ASSIGNMENT :: In the lines below, the string "tested" may appear; say how many lines hold it and give nothing more.

Segment Start: EXERCISE INPUTS

PR #874, opened 2025-02-20
chore: add custom api request timeout

kevinkim-ogp:
## Problem
Custom API does not have a timeout for requests.
- Axios does not set a default timeout for requests
- No timeout was explicitly set previously.
- API requests could hang indefinitely if server takes too long to respond

## Solution
**Improvements**:
- Set an explicit timeout of 60s for Custom API HTTP requests
- Allow for configurable timeout using adminOverride in the step config
  -  Accounts for certain apps that take longer than 60s, for e.g., Google Apps Script, which may take up to 6 minutes to respond
- Rationale for 60s: 
  - Provides sufficient time for interactions with third-party APIs, which may take longer to complete
  - Most Custom API calls made in Plumber are within 60s
  - Allows for better error handling by catching failed requests and prompting users to attempt retries
  - Commonly used in the industry by services like AWS API Gateway, Lambda, and Stripe API

## Before & After Screenshots
**BEFORE**:
NA

**AFTER**:
At Test step:
Screenshot 2025-03-04 at 1 32 34 PM

At Executions page:
Screenshot 2025-03-04 at 1 42 40 PM

### Verified on Prod that only a few requests take more than 60s
Screenshot 2025-03-04 at 1 24 00 PM

- Reached out to user with long-running API calls to inform us which Pipe requires configuration, we will perform a one-time update to allow for extended timeout

## How to test
- [x] Configure a server that sleeps for more than 60s
- [x] Create a Custom API that calls the server
- [x] Verify that API times out after 60s and error messaging is correct
- [x] Change the API to call another endpoint that returns a response within 60s
- [x] Verify that Custom API request was successful

## Deploy Notes
**New scripts**:
- `packages/backend/src/apps/custom-api/common/constants.ts` : script to store constants for timeout, to be used subsequently to handle API response size

### DIFF
--- a/packages/backend/src/apps/custom-api/__tests__/actions/http-request-interceptors.test.ts
+++ b/packages/backend/src/apps/custom-api/__tests__/actions/http-request-interceptors.test.ts
@@ -14,6 +14,18 @@ import {
 const CF_REDIRECTION_WORKER_FOR_UNIT_TESTS =
   'https://http-request-unit-tester.plumber-wrench.workers.dev'
 
+vi.mock('@/models/step', () => ({
+  default: {
+    query: () => ({
+      findById: () => ({
+        throwIfNotFound: vi.fn(() => ({
+          config: {},
+        })),
+      }),
+    }),
+  },
+}))
+
 describe('http request interceptors', () => {
   let $: IGlobalVariable
 
--- a/packages/backend/src/apps/custom-api/__tests__/actions/http-request.test.ts
+++ b/packages/backend/src/apps/custom-api/__tests__/actions/http-request.test.ts
@@ -12,19 +12,28 @@ import {
   DISALLOWED_IP_RESOLVED_ERROR,
   RECURSIVE_WEBHOOK_ERROR_NAME,
 } from '../../common/check-urls'
-import {
-  CUSTOM_API_TIMEOUT,
-  CUSTOM_API_TIMEOUT_ERROR,
-  CUSTOM_API_TIMEOUT_ERROR_STR,
-} from '../../common/constants'
+import { CUSTOM_API_TIMEOUT } from '../../common/constants'
 
 const mocks = vi.hoisted(() => ({
   httpRequest: vi.fn(),
   isUrlAllowed: vi.fn(() => true),
+  stepQueryResult: vi.fn(() => ({
+    config: {},
+  })),
 }))
 
 vi.mock('../../common/ip-resolver', () => ({
   isUrlAllowed: mocks.isUrlAllowed,
+}))
+
+vi.mock('@/models/step', () => ({
+  default: {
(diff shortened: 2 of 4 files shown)


kevinkim-ogp:
thanks @m0nggh for the discussion and brainstorm 💪 
to accommodate a wider range of use cases, we will implement a default timeout of 1 minute for all API calls and introduce a config to allow for longer timeouts when needed for specific use cases (e.g., some users use API to invoke Google Apps Scripts, which can run for up to 6 minutes or lambdas which can run for 15 minutes).
* we will update docs to inform users to write in if they require a longer duration
* set up step config to have this custom timeout and factor in when making the API call

query used to check execution times 
* assuming previous step updated_at - custom api step created_at is the time taken for API call
* note this is not an optimised query, only run on the reader instance
```
SELECT
    es1.execution_id,
    s1.flow_id,
    s1.id AS previous_step_id,
    s1.app_key AS previous_step_app_key,
    s1."position" AS previous_position,
    es1.latest_updated_at AS previous_step_updated_at,
    s2.id AS custom_api_step_id,
    s2.app_key AS custom_api_app_key,
    s2."position" AS custom_api_position,
    es2.created_at AS custom_api_step_created_at,
    EXTRACT(EPOCH FROM (es2.created_at - es1.latest_updated_at)) AS time_difference_seconds
FROM executions e
-- Get latest successful execution for the previous step
JOIN LATERAL (
    SELECT es.execution_id, es.step_id, MAX(es.updated_at) AS latest_updated_at
    FROM execution_steps es
    JOIN steps s ON es.step_id = s.id
    WHERE es.status = 'success'
      AND s.app_key <> 'delay' -- Exclude 'delay' steps
      AND es.execution_id = e.id
    GROUP BY es.execution_id, es.step_id
) es1 ON e.id = es1.execution_id
JOIN execution_steps es2 
    ON es1.execution_id = es2.execution_id
    AND es2.status = 'success' -- Only get successful custom-api steps
JOIN steps s1 ON es1.step_id = s1.id
JOIN steps s2 
    ON es2.step_id = s2.id
    AND s1.flow_id = s2.flow_id
    AND s1."position" = s2."position" - 1
WHERE
    e.test_run = FALSE
    AND s2.app_key = 'custom-api'
    AND s1.deleted_at IS NULL
    AND s1.status = 'completed'
    AND s2.deleted_at IS NULL
    AND s2.status = 'completed'
ORDER BY time_difference_seconds DESC;
```

kevinkim-ogp:
follow-up before deploying to prod:
- communicate to existing user that long-running queries will be timed out, and to inform us which pipes require longer running time, especially Google App Scripts API

m0nggh (approved):
ok nice, tested it works with the config, and retry works too

PR #875, opened 2025-02-20
fix: allow execution back navigation with status

kevinkim-ogp:
## Problem
Status filter was not preserved when navigating back from a specific execution view. As a result, users are unable to see the same filtered view they had before clicking into an individual execution.

## Solution
- Added support for preserving status filter when navigating between executions page and specific execution.
- Refactor URL parameter validation for page and status

## Before & After Screenshots

**BEFORE**:

https://github.com/user-attachments/assets/8f4b85ca-7c6a-47ad-ae22-c6f7a2e57ced

**AFTER**:

https://github.com/user-attachments/assets/a035ea01-52bf-452d-842b-9ef745f33110

## How to test
- [x] Apply status filter on executions page
- [x] Navigate to specific execution
- [x] Use the back button and verify that the previous page and status filter are automatically applied
- [x] Modify the `backToPage` and `backToStatus` to invalid parameters, verify that back navigation returns to the default first page with no status filter applied

## Deploy Notes
Verify that behaviour works on Admin Dashboard

### DIFF
--- a/packages/frontend/src/components/ExecutionHeader/index.tsx
+++ b/packages/frontend/src/components/ExecutionHeader/index.tsx
@@ -9,8 +9,42 @@ import { DateTime } from 'luxon'
 
 import * as URLS from '@/config/urls'
 
+import { StatusType } from '../ExecutionStatusMenu'
+
 type ExecutionHeaderProps = {
   execution: IExecution
+}
+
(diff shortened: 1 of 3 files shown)


m0nggh (approved):
ok tested that it works, lgtm thks

PR #877, opened 2025-02-21
fix: remove waiting status filter check

m0nggh:
## Problem

Waiting status has to be removed on the backend

## Tests
- [x] Pipes that are delayed will show up on waiting filter status


kevinkim-ogp (approved):
thanks for catching this, tested and lgtm 💯

PR #883, opened 2025-02-28
feat: add onboarding email

m0nggh:
## Details
- Add onboarding email flow for new users 3 days after they logged in (FOR PROD ONLY)
- Add backend tests for it since it is hard to test just for prod

Note:
An old user is defined to be created before the release of the onboarding email date
- Scenario 1: old user haven’t login since forever (no last_login_at)
- Scenario 2: old user logged in recently (last_login_at present)
- Scenario 3: new user failed to login —> then login at a later time
- Scenario 4: new user login again after (last_login_at present)
Only scenario 3 will send the onboarding email

## Before Release
- [x] Make sure the pipe is set up, tested and published
- [x] Add the `ONBOARDING_EMAIL_WEBHOOK_URL` on AWS before deploying
- [x] Edit code back to `isProd`

## Tests
- [x] Old user who hasn't login since 03/10 will not trigger the webhook
- [x] Old user who logged in recently will not trigger the webhook
- [x] New user after 03/10 will trigger the webhook, subsequent logins will not trigger


packages/backend/src/helpers/auth.ts
```diff
@@ -61,6 +63,32 @@ export async function getOrCreateUser(email: string): Promise<User> {
   return user
 }
 
+export async function sendOnboardingEmail(id: string) {
```
kevinkim-ogp: can consider passing in the entire `user` object instead of just `user.id` so that we don't have to make another query

m0nggh: nice catch, will make the changes, thanks!

packages/backend/src/helpers/auth.ts
```diff
@@ -61,6 +63,23 @@ export async function getOrCreateUser(email: string): Promise<User> {
...
+  // after the specified date for the release of onboarding email
+  if (
+    user.lastLoginAt !== null ||
+    new Date(user.createdAt) < ONBOARDING_EMAIL_RELEASE_DATE
+  ) {
+    return
+  }
+  // call plumber webhook to send onboarding email only in prod
+  if (!appConfig.isDev && appConfig.onboardingEmailWebhookUrl) {
+    await axios.post(appConfig.onboardingEmailWebhookUrl, {
```
kevinkim-ogp: suggest to add a try-catch here just in case this fails, user is still able to login

m0nggh: ok sounds good, possible error would be if the webhook env variable is not valid or if the pipe is deleted by accident

kevinkim-ogp (approved):
lgtm, tested and verified it works 💪 
remember to publish the pipe and create parameter in parameter store before releasing

packages/backend/src/helpers/auth.ts
```diff
@@ -61,6 +65,30 @@ export async function getOrCreateUser(email: string): Promise<User> {
...
+  // after the specified date for the release of onboarding email
+  if (
+    user.lastLoginAt !== null ||
+    new Date(user.createdAt) < ONBOARDING_EMAIL_RELEASE_DATE
+  ) {
+    return
+  }
+  // call plumber webhook to send onboarding email only in prod
+  try {
+    if (appConfig.isProd && appConfig.onboardingEmailWebhookUrl) {
```
pregnantboy, line 79: why only for prod environment?

also do you want to use launchdarkly flag instead of another env var 🤔 ? u can set one for different environment?

m0nggh: i thought it was unnecessary to send email for non prod envt but i guess its easier to test and switch it off if we use LD flag

PR #870, opened 2025-02-18
feat: add payment forms action to paysg integration

justynoh:
## Problem

The PaySG team wants to add a new action to the existing PaySG integration. This PR implements this action.

For background, the PaySG team is implementing an integration with FormSG so that payers can have a cohesive experience filling in a FormSG form and then being redirected to a payment page within the same browser session. This is currently not yet possible - the closest alternative is to use the createPayment action in the existing PaySG integration, but this creates a payment link that is sent out separately via email rather than being a redirect flow.

Currently, users will need to use the "Custom HTTP request" action in order to implement it, as a workaround. However, the team wants to make this an action actually available on the UI.

## Solution

The action is implemented in this PR, under the PaySG integration folder. 

## Screenshots

image

## Tests

For both PaySG staging and production
-  [x] Create a new payment form in PaySG. Set up the plumber pipe with relevant fields. Now, go to the PaySG payment link and ensure that the payment form works as intended.
- [x] Ensure that the payment form still works, even if all the optional fields are missing.

PR #884, opened 2025-03-04
feat: add payment forms subscription action to PaySG integration

justynoh:
## Problem

The PaySG team wants to add a new action to the existing PaySG integration. This PR implements this action.

For background, the PaySG team is implementing a feature where payers can sign up for a subscription where they will be recurringly billed on a monthly basis. This action allows PaySG admins to add a FormSG form in front of their subscription signup page. (Basically, identical to the previous PR #870 except that after submitting the FormSG form, payers will get directed to a subscription signup page rather than a payment page). As such, the action looks almost identical to the previous PR, with the exception of the associated PaySG API endpoint and some of the data fields.

## Solution

The action is implemented in this PR, under the PaySG integration folder. 

## Screenshots

image

## Tests

For both PaySG staging and production
-  [ ] Create a new payment form in PaySG. Set up the plumber pipe with relevant fields. Now, go to the PaySG payment link and ensure that the subscription page works as intended.
- [ ] Ensure that the payment form still works, even if all the optional fields are missing.

### DIFF
--- a/packages/backend/src/apps/paysg/actions/create-payment-form-submission-subscription/index.ts
+++ b/packages/backend/src/apps/paysg/actions/create-payment-form-submission-subscription/index.ts
@@ -88,6 +88,7 @@ const action: IRawAction = {
           value: 'monthly',
         },
       ],
+      showOptionValue: false,
       required: true,
     },
     {
--- a/packages/backend/src/apps/paysg/actions/create-payment-form-submission-subscription/index.ts
+++ b/packages/backend/src/apps/paysg/actions/create-payment-form-submission-subscription/index.ts
@@ -8,10 +8,10 @@ import StepError, { GenericSolution } from '@/errors/step'
 import { requestSchema } from './schema'
 
 const action: IRawAction = {
-  name: 'Create payment form submission for one-time payment',
-  key: 'createPaymentFormSubmission',
+  name: 'Create payment form submission for subscription',
+  key: 'createPaymentFormSubmissionSubscription',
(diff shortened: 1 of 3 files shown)


packages/backend/src/apps/paysg/actions/create-payment-form-submission-subscription/index.ts
```diff
@@ -0,0 +1,160 @@
...
+      label: 'Frequency',
+      key: 'frequency',
+      type: 'dropdown',
+      options: [
+        {
+          label: 'Monthly',
+          value: 'monthly',
+        },
+      ],
+      showOptionValue: false,
```
kevinkim-ogp, line 91:
```suggestion
      value: 'monthly',
```
suggest to add `value: 'monthly'` so that the dropdown will automatically be populated as there is only 1 option

kevinkim-ogp, line 91: suggest to add `value: 'monthly'` so that the dropdown will automatically be populated as there is only 1 option

justynoh: done in [63e0b0c](https://github.com/opengovsg/plumber/pull/884/commits/63e0b0cdd3be89563316d0a3522370b726fe6e72)!

kevinkim-ogp (approved):
lgtm, thanks for raising the PR 💪

PR #887, opened 2025-03-06
chore: update formsg user not found msg

kevinkim-ogp:
Improve error messaging when user is not found in FormSG database.

## Before & After Screenshots

**BEFORE**:
image (3)

**AFTER**:
Screenshot 2025-03-06 at 6 08 38 PM

## Tests
- [ ] Transfer your Pipe and Form to a new Plumber user (who has not logged into FormSG before)
- [ ] Login to Plumber with that new user
- [ ] Add new connection and verify the correct error message


m0nggh (approved):
nice tested that it works, lgtm thanks!

PR #888, opened 2025-03-10
chore: update reply-to desc, only 1 email allowed

kevinkim-ogp:
## Problem
* Multiple users have attempted to input more than one email address into the reply-to field, which throws error that says `Invalid reply to email`, which is unclear as the emails are valid

## Solution
**Improvements**:
- Updated description to specifically add that `Only one email address is allowed`

## Before & After Screenshots

**BEFORE**:
Screenshot 2025-03-10 at 11 46 24 AM

**AFTER**:
Screenshot 2025-03-10 at 11 46 37 AM

## Tests
N.A. frontend change.


m0nggh (approved):
lgtm sir

PR #889, opened 2025-03-10
chore: bump vitest and update deprecated call args

pregnantboy:
vitest is marked as critical vuln


kevinkim-ogp (approved):
lgtm, tested and verified that updates work. thanks sir 💪

PR #528, opened 2020-10-28
Let the flex eg free-run when set as the ampeg

paulfd:
This matches the behavior of the "normal" ampeg.


paulfd:
After tests, this is not what sforzando does. The `loop_mode=one_shot` is ignored in this case. I'd however say that this is a reasonable feature; if you don't want the envelope to free-run, don't put one_shot there.

jpcima (approved):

Segment End: EXERCISE INPUTS

ANSWER BELOW :: 7